[Items from a data source]
PR #2303, opened 2018-03-07
Speed up keys encryption/decryption

Krigpl:
The default `c` value is 200k+ and it takes more than 10s to encrypt/decrypt every time which is annoying.

### DIFF
--- a/golem/core/keysauth.py
+++ b/golem/core/keysauth.py
@@ -7,6 +7,7 @@ from datetime import datetime
 from hashlib import sha256
 from typing import Optional, Tuple, Union
 
+import ethereum.keys
 from ethereum.keys import decode_keystore_json, make_keystore_json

Your assignment => The answer must reproduce all of the entries exactly.

Exercise result =>
PR #2303, opened 2018-03-07
Speed up keys encryption/decryption

Krigpl:
The default `c` value is 200k+ and it takes more than 10s to encrypt/decrypt every time which is annoying.

### DIFF
--- a/golem/core/keysauth.py
+++ b/golem/core/keysauth.py
@@ -7,6 +7,7 @@ from datetime import datetime
 from hashlib import sha256
 from typing import Optional, Tuple, Union
 
+import ethereum.keys
 from ethereum.keys import decode_keystore_json, make_keystore_json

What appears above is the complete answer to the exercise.